The sunny moments slipped away as the sunlit waters slipped under the bridge; a bird or two, shy and songless in their moulting fever, came to the stream to drink, looking up, bright eyed, at the two who sat there in the mid-day silence. One, a cardinal, ruffled his crimson crest, startled, as Berkley moved slightly.

"The Red Birds," he said, half aloud. "To me they are the sweetest singers of all. I remember them as a child, Letty."

After a while Letty rose; her thin hand lingered, on his shoulder as she stood beside him, and he got to his feet and adjusted belt and sabre.

"I love to be with you," she said wistfully. "It's only because I do need a little more sleep that I am going back."

"Of course," he nodded. And they retraced their steps together.

He left her at the door of the quaint, one-storied stone building where, she explained, she had a cot.

"You will come to see me again before you go back to your regiment, won't you?" she pleaded, keeping one hand in both of hers.

"Of course I will. Try to get some sleep, Letty. You're tremendously pretty when you've had plenty of sleep."

They both laughed; then she went indoors and he turned away across the road, under the windows of the ward where Ailsa was on duty, and so around to his store-room dwelling-place, where he sat down on the cot amid the piles of boxes and drew from his pocket the crumpled sheets of the letter that Ailsa had given him.

The handwriting seemed vaguely familiar to him; he glanced curiously down the page; his eyes became riveted; he reddened to the roots of his hair; then he deliberately began at the beginning, reading very carefully.
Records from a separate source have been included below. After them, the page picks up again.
PR #252, opened 2017-06-02
Spawn creeps beforehand

samogot:
Spawn creeps beforehand. Do not count creeps close to death, so that new creep will be ready exactly when old one will die (if energy is enough)

### DIFF
--- a/src/prototype_room_creepbuilder.js
+++ b/src/prototype_room_creepbuilder.js
@@ -84,6 +84,8 @@ Room.prototype.inRoom = function(creepMemory, amount = 1) {
   this.memory.roles = this.memory.roles || {};
 
   let j = 0;
+  const bodyPartConfig = this.getPartConfig(creepMemory, true);
+  const ticksToSpawn = bodyPartConfig ? bodyPartConfig.length * CREEP_SPAWN_TIME : null;
   for (let creep of creeps) {
     let iMem = Memory.creeps[creep.name];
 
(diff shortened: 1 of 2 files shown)


democratic-collaboration:

Please review the PR to help.

samogot:
I don't analyse spawn and queuing logic deep enough, and i think there can be a lot of improvements in this direction, but that change will give some improvement already now

TooAngel:
You should / could have a look at https://github.com/TooAngel/screeps/blob/527f2267235779c504f4feeb6436f07c602f2191/src/prototype_creep.js#L329

When a creep (sourcer, upgrader, ...) starts to work it stores the current ttl and instructs the base room to queue a replacement for that time. The move time should be handled this way, I'm not sure if the spawn time is properly included.

Anyway, wanted to take some time to check your PR and the implications. Will do that hopefully later today.

src/prototype_room_creepbuilder.js
```diff
@@ -285,7 +288,7 @@ Room.prototype.getPartConfig = function(creep) {
   if (!sufix.fail && !sufix.null) {
     parts = parts.concat(sufix.parts);
   }
-  if (config.debug.spawn) {
+  if (config.debug.spawn && !countOnly) {
```
TooAngel: Before introducing a new parameter, I would rephrase the log message, like replacing `Spawning` with `getPartConfig`.

It is just a debug statement.

samogot: In that case, there will be wall of log messages of this type and that become meaningless, 
I'd rather refactor this function and move log message about spawning in place of real spawning

samogot:
Yeah, `spawnReplacement` is already good enough for me. It only take into account time of last spawning, but not compute time of spawning next creep, but as constructing new extensions is'nt often in later stages of game - real spawning time can be neglected

PR #269, opened 2017-06-23
Try to add more clever prioritizing in getEnergy between storage and …

samogot:
…dropped energy

Get dropped energy first only if it's amount is bigger than amount of energy in storage, bigger than carry capacity of creep or if dropped energy is twice nearer to creep than storage

### DIFF
--- a/src/prototype_creep_resources.js
+++ b/src/prototype_creep_resources.js
@@ -470,11 +470,18 @@ Creep.prototype.getEnergy = function() {
     return false;
   }
 
-  if (this.getDroppedEnergy()) {
-    return true;
+  if (this.room.storage) {
+    if (this.getDroppedEnergy(res => res.amount > this.carryCapacity ||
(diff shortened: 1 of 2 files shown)


src/prototype_creep_resources.js
```diff
@@ -470,14 +470,21 @@ Creep.prototype.getEnergy = function() {
     return false;
   }
 
-  if (this.getDroppedEnergy()) {
-    return true;
+  if (this.room.storage) {
+    if (this.getDroppedEnergy(res => res.amount > this.carryCapacity ||
+        res.amount > this.room.storage.store.energy || this.pos.getRangeTo(res) * 2 < this.pos.getRangeTo(this.room.storage))) {
+      return true;
+    }
```
TooAngel: Hm, I don't like this so much.

I think we should get the droppedEnergy first, if it makes sense. Especially because droppedEnergy decays, energy in the storage not. If not get it from the storage.
Instead of working with conditions here, I would prefer if we could tweak the formulas in 
`src/prototype_creep_startup_tasks.js` line 384.

So the idea is to have some kind of calculation if it makes sense to move to that droppedEnergy.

The letter had been written several weeks ago; it was dated, and signed with Hallam's name:

"MY DEAR MRS. PAIGE:

"Only my solemn sense of duty to all pure womanhood enables me to indite these lines to you; and, by so doing, to invite, nay, to encourage a cruel misunderstanding of my sincerest motives.

"But my letter is not dictated by malice or inspired by the natural chagrin which animates a man of spirit when he reflects upon the undeserved humiliation which he has endured from her who was once dearer to him than life itself. Mine is a nature susceptible and sensitive, yet, I natter myself, incapable of harbouring sentiments unworthy of a gentleman and a soldier.

"To forgive, to condone, is always commendable in man; but, madam, there is a higher duty men owe to womanhood—to chaste and trusting womanhood, incapable of defending itself from the wiles and schemes which ever are waiting to ensnare it.

"It is for this reason, and for this reason alone, that, my suspicions fully aroused, I have been at some pains to verify them. A heart conscious of its moral rectitude does not flinch from the duty before it or from the pain which, unfortunately, the execution of that duty so often inflicts upon the innocent.

"Believe me, dear Mrs. Paige, it is a sad task that lies before me. Woman is frail and weak by nature. Man's noblest aspiration can attain no loftier consummation than in the protection of a pure woman against contamination.

"Mine becomes the unhappy mission of unmasking two unworthy people whom you, in your innocence and trust, have cherished close to your heart. I speak of the trooper Ormond—whose name I believe you know is Philip Berkley—and, if you now hear it for the first time, it is proof additional of his deceit and perfidy.

"The other is Miss Lynden, known, in a certain immoral resort called the Canterbury, as Letty Lynden, or 'Daisy' Lynden.